→ **Supplied data**
PR #137, opened 2019-03-28
Log good and duplicate pieces received separately

edoakes:
Currently, we don't have visibility into how many duplicate piece payloads that peers are receiving. Based on some testbed experiments, it seems that this may be the cause of unexpectedly low goodput in downloads. Logging these would help to confirm that sending duplicate pieces is the problem.

### DIFF
--- a/lib/torrent/scheduler/dispatch/peer.go
+++ b/lib/torrent/scheduler/dispatch/peer.go
@@ -92,10 +92,14 @@ func (p *peer) touchLastPieceSent() {
 // peerStats wraps stats collected for a given peer.
 type peerStats struct {
 	mu                    sync.Mutex
-	pieceRequestsSent     int // pieces we requested from the peer
-	pieceRequestsReceived int // pieces the peer requested from us
-	piecesSent            int // pieces we sent to the peer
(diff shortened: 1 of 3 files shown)


lib/torrent/scheduler/dispatch/peer.go
```diff
@@ -92,10 +92,14 @@ func (p *peer) touchLastPieceSent() {
...
-	piecesSent            int // pieces we sent to the peer
-	piecesReceived        int // pieces we received from the peer
+	pieceRequestsSent       int // pieces we requested from the peer
+	pieceRequestsReceived   int // pieces the peer requested from us
+	piecesSent              int // pieces we sent to the peer
+
+	// pieces we received from the peer that we didn't already have
+	goodPiecesReceived int
+	// pieces we received from the peer that we already had
+	duplicatePiecesReceived int
```
codygibb, line 102: Nit: proper grammar please (i.e. capitalize first letter and add period at the end).

edoakes: Sure. Not sure about end-of-line comments but changed the existing ones above as well.

PR #150, opened 2019-05-03
Modified the Travis configuration file to enable automated FOSSA scans.

xinding33:
I'm from FOSSA and I'm working with the Uber OSPO to automate license scanning. In addition to the changes in this PR, we may also need to add an API key as an environmental variable in the build environment.


yiranwang52:
Thanks for you help!

Issue #145, opened 2019-04-23
Support preheat when using registry as a backend


mmpei:
Preheat is important when user pushs images to registry directlly. we have designed an architecture based on registry notification. please see the diagram bellow and i will raise a PR later.
![image](https://gitlab.com/pmm123/pics/raw/master/work/p2p/kraken-preheat.png)

natitomattis:
@mmpei preheat with registry as backend supports image preloading ? I'm trying to implement kraken alongside with harbor and the preheat process finishes when the origin gets the blobs. 

Is not expected to the nodes have the images pulled after the process finishes ?

PR #160, opened 2019-05-22
Support preheat when using registry as backend (#145)

mmpei:
Signed-off-by: mmpei <peimingming@corp.netease.com>
#145
the origin should cache blobs when using registry as backend.
now kraken only support pushing to registry directly and this PR will make origin cache the blobs of pushed images.
also it will works well when integrating with other image repository like harbor.

changes:
the proxy will listen on an addtional port for registry notification events. and it will pull the manifest and blob metaInfos as soon as receving a manifest pushing event. and this will make origin cache the blobs locally and reduce the time of process of P2P pulling.

UnitTest result:
ok  	github.com/uber/kraken/proxy/proxyserver	1.033s	coverage: 80.3% of statements
@codygibb  please take a look


codygibb:
Isn't this a duplicate of the other PR (#147)?

mmpei:
yes, i merged all commits to one to make things clean.
i will close the old one.

codygibb:
Oh, I'll squash and merge everything when I land it. Let's use the old one since it has all the comments.

PR #167, opened 2019-05-30
Add skipped announces back to queue

codygibb:
If a torrent is at capacity, we skip announcing that torrent. However, we were not re-adding
that torrent back to the announce queue, so it wouldn't announce again until it was completed.
In practice, if a torrent is at capacity it will very likely be completed, so this bug went by
unnoticed for a long time.

Now, we skip all torrents that are at capacity until we reach a torrent we want to announce.
Then we re-enqueue all the skipped torrents.


codygibb:
cc @mmpei

PR #169, opened 2019-05-30
Refactor scheduler to allow event unit tests

codygibb:
Split out scheduler start function from constructor so that
a scheduler can be initialized without any side effects. This
allows us to manually trigger events against a motionless
scheduler during unit testing.

Added a proof-of-concept test for announceTickEvent to
show how this is possible.

### DIFF
--- a/lib/torrent/scheduler/constructors.go
+++ b/lib/torrent/scheduler/constructors.go
@@ -15,6 +15,7 @@ package scheduler
 
 import (
 	"crypto/tls"
+	"fmt"
 
 	"github.com/uber/kraken/core"
 	"github.com/uber/kraken/lib/blobrefresh"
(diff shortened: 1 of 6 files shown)


lib/torrent/scheduler/constructors.go
```diff
@@ -69,10 +76,16 @@ func NewOriginScheduler(
...
 		pctx,
 		announceclient.Disabled(),
-		announcequeue.Disabled(),
 		netevents)
 	if err != nil {
 		return nil, err
 	}
-	return makeReloadable(s, func() announcequeue.Queue { return announcequeue.Disabled() }), nil
+
+	aq := func() announcequeue.Queue { return announcequeue.Disabled() }
```
evelynl94, line 84: maybe the constructor can just return a function

codygibb: Eh, I'd rather no complicate the announcequeue package because of the weird details up here.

→ **Your assignment**
Copy each line of the preceding data that contains the string "blobs".

→ **Response box**
@mmpei preheat with registry as backend supports image preloading ? I'm trying to implement kraken alongside with harbor and the preheat process finishes when the origin gets the blobs. 
the origin should cache blobs when using registry as backend.
now kraken only support pushing to registry directly and this PR will make origin cache the blobs of pushed images.
the proxy will listen on an addtional port for registry notification events. and it will pull the manifest and blob metaInfos as soon as receving a manifest pushing event. and this will make origin cache the blobs locally and reduce the time of process of P2P pulling.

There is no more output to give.